You are ALL freaks in Bloomington!  I like that!! 
artyon:


----------



## Feisty Mouse (Sep 27, 2004)

:lol:


----------



## JPR (Sep 27, 2004)

Feisty Mouse said:
			
		

> Where's all this breathlessness when I am in the room, or some of the other lovely women in the studio?



I would get breathless except;

1)  I am married and as such don't do the breathless stare, tongue hanging out of my mouth, eye popping goggle any more.
2)  I find it very hard to train for an hour without any oxygen.
3)  Since you are always trying to drive a plastic training knife through my vitals or smash my head in with a rattan stick, I find it necessary to concentrate on surviving and not on your stunningness.

I am sure there are other reasons, but those three come to mind.

JPR


----------



## Feisty Mouse (Sep 27, 2004)

JPR said:
			
		

> I would get breathless except;
> 
> 1) I am married and as such don't do the breathless stare, tongue hanging out of my mouth, eye popping goggle any more.
> 2) I find it very hard to train for an hour without any oxygen.
> ...


But JPR, don't you know that driving a training knife into your vitals is my most alluring trait?!?!  Geez!

:lol: :ladysman:


----------



## hardheadjarhead (Sep 27, 2004)

Feisty Mouse said:
			
		

> Where's all this breathlessness when I am in the room, or some of the other lovely women in the studio?




We try and be professional around the children.  But you ARE alluring.  Many of us worship you from afar, and would worship you from up close...but you never come to grappling class.

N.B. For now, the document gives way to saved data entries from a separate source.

PR #3805, opened 2026-08-25
Improve relative path resolution for dotnet with msbuild

### LINKED ISSUE #3804: DirectoryNotFoundException with F# test project in a subdirectory
**Description**

When running `dotnet stryker --solution <sln>` against a solution where an F# project lives in a subdirectory of the solution root, Stryker crashes with an unhandled `System.IO.DirectoryNotFoundException`.

Stryker resolves the F# test project's source file paths relative to the current working directory (most likely solution root), instead of relative to the F# project's own directory. For a F# project nested in a subfolder, the resulting path is wrong and the file cannot be found.

**Expected behavior**

Allow nested F# projects.

**Desktop**
  
 - Windows, dotnet v10.0.111
 - Stryker 4.16.0

**Additional context**

Solution with a minimal repro: https://github.com/bmordue/stryker-fsharp-repro

[log-20260825.txt](https://github.com/user-attachments/files/31416688/log-20260825.txt)

bmordue:
Pass DOTNET_HOST_PATH explicitly when invoking MSBuild through the .NET SDK.

- Use an existing DOTNET_HOST_PATH environment variable, otherwise resolve the host executable from the current runtime location.
- Resolve relative source-file paths returned by Buildalyzer relative to the test project directory.
- Preserve absolute source paths and use the resolved paths when parsing and storing test files.

Adds regression coverage for SDK-hosted MSBuild and relative source-file resolution.

Fixes #3804

### DIFF
--- a/src/Stryker.Core/Stryker.Core.UnitTest/Initialisation/InitialBuildProcessTests.cs
+++ b/src/Stryker.Core/Stryker.Core.UnitTest/Initialisation/InitialBuildProcessTests.cs
@@ -133,6 +133,24 @@ public class InitialBuildProcessTests : TestBase
             Times.Once);
     }
 
+            [TestMethodWithIgnoreIfSupport]
+            [IgnoreIf(nameof(Is.NotWindows))]
+            public void InitialBuildProcess_WithSdkMsBuild_SetsDotnetHostPath()
+            {
+            var processMock = new Mock<IProcessExecutor>(MockBehavior.Strict);
+            processMock.SetupProcessMockToReturn("");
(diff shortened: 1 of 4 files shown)


dupdob:
thanks for this PR.
Quick question: what problem does setting DOTNET_HOST_PATH resolve ? My understanding is that this variable is set by MSBuild and should be used by tools invoked during the build process, not the other way around. 

Is there any relationship with the path resolution problem?

bmordue:
This fix was enough to resolve my issue with F# projects, as described in the bug.

bmordue:
I believe this has now been superseded by #3809

PR #3831, opened 2026-09-11
chore: Update migration guide with new output path details

richardwerkman:
Add note about disk baseline output path changes in Stryker v5.


rouke-broersma:
discussed that this isn't needed as there aren't any migration steps and release notes will already mention this change

PR #3839, opened 2026-09-13
feat(compilation): follow project C# language version

### LINKED ISSUE #3662: Improve C# version handling
Stryker interpret the `latest` language version settings in the context of its internal compiler. It will result in failed run for projects that relies on syntax contract that are broken by the latest C# version (see issue #3490 for an example)

Stryker should interpret this setting within the context of the target framework, that is, the latest C1 version supported for said framework

Alternatively, user can change this settings to the appropriate language version manually, or remove it altogether as automatic detection has been fixed in V4.15. Nonetheless this remains cumbersome. Furthermore, if the `latest` setting work today for projects, it may break with a future release.

**Additional context**
Important addition: current versions of Stryker do not handle C# version related issues gracefully, are they are typically reported as mutation related error, with unclear error messages that impair problem analysis

Evangelink:
## Summary

- use the `LangVersion` reported by each analyzed project for source, test, and source-generator parsing
- leave Roslyn language-version resolution untouched when the project does not report a value
- retain `language-version` as a deprecated, validated no-op with a warning, and omit it from newly generated configs
- update configuration documentation and add focused regression coverage

## Validation

- `dotnet build .\src\Stryker.slnx --no-restore --verbosity minimal`
- focused Stryker.Core tests: 55 passed
- focused Stryker.CLI test: 1 passed

Fixes #3662


dupdob:
~~I am late to the party, but it looks to me like this change actually creates issues instead of fixing them.
If understand this correctly, code parsing now defaults to latest C# version instead of using the parameter. This impacts  backup discovery mode, which triggers when there is no csproj IIRC.~~
~~For me, the proper fix is to either keep the parameter for backup discovery mode or decide to get rid of it altogether 
(since I am not sure if it is still relevant)~~

Edit: I realized I was completely wrong here, my bad

rouke-broersma:
The parameter is now no-op/ logs a message indicating it's not used so we can fully remove it in the next breaking change. Instead the langversion from the project is used if set (discovered from buildalyzer) and if not set by the user we don't pass any language version to roslyn at which point roslyn as far as the docs state should auto determine the correct langversion for the target framework same as a dotnet build would. 

This is also how we discussed this in the issue was it not?

Unless I misread the implementation, latest is no longer used anywhere.

dupdob:
yeah, you're right. I even got the backup strategy logic wrong.
This is because this is not what I had in mind when discussing this 😄 . My idea was to properly align `latest` to the framework version, not getting rid of the parameter altogether. 
Definitely a smarter move

Evangelink:
You got me worried for a bit but hopefully I am reading the comments late enough :)
Thanks for raising the concerns!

I will be content with going out for coffee and ice cream with you.  People in the community will see me with yet another lovely woman who isn't my wife and assume the worst.  

Oh, the scandal....



Regards,


Steve


----------



## Cruentus (Sep 27, 2004)

Feisty Mouse said:
			
		

> Where's all this breathlessness when I am in the room, or some of the other lovely women in the studio?



I am very allured by your cartoon photo... :rofl: 

oh baby....

Paul


----------



## Feisty Mouse (Sep 27, 2004)

> I am very allured by your cartoon photo... :rofl:
> 
> oh baby....


lmao - I know, cartoon avatars perfectly represent us! My hair is always bruhed and shining, for example. And I'm always smiling - especially when poking a training knife into JPR. **aaaaaa! beatific smile**



> People in the community will see me with yet another lovely woman who isn't my wife and assume the worst.


HHJH, you have quite the bevy of lovely women with whom you can lunch and coffee. Wasn't going into MA an excellent idea?!?!

Besides, everyone knows your wife is well-loved by all - and if an unaware outsider tried anything, she'd kick their butt and hand it to them on a platter. 

Even the radiant goddess steakhouse toepicker!  (Who I'm sure if a very nice young woman.)


----------



## hardheadjarhead (Sep 28, 2004)

Tulisan said:
			
		

> I am very allured by your cartoon photo... :rofl:
> 
> oh baby....
> 
> Paul




Feisty looks more like her avatar than you might imagine.  She's a cutie.

Honestly, Feisty...I sometimes wonder about my rep here in town.  I have no male friends that I hang with.  I spend all my time with beautiful women.  Either people are going to think I'm a dog or they're going to think I'm gay...even though I never go shopping with any of you and have lousy taste in clothes.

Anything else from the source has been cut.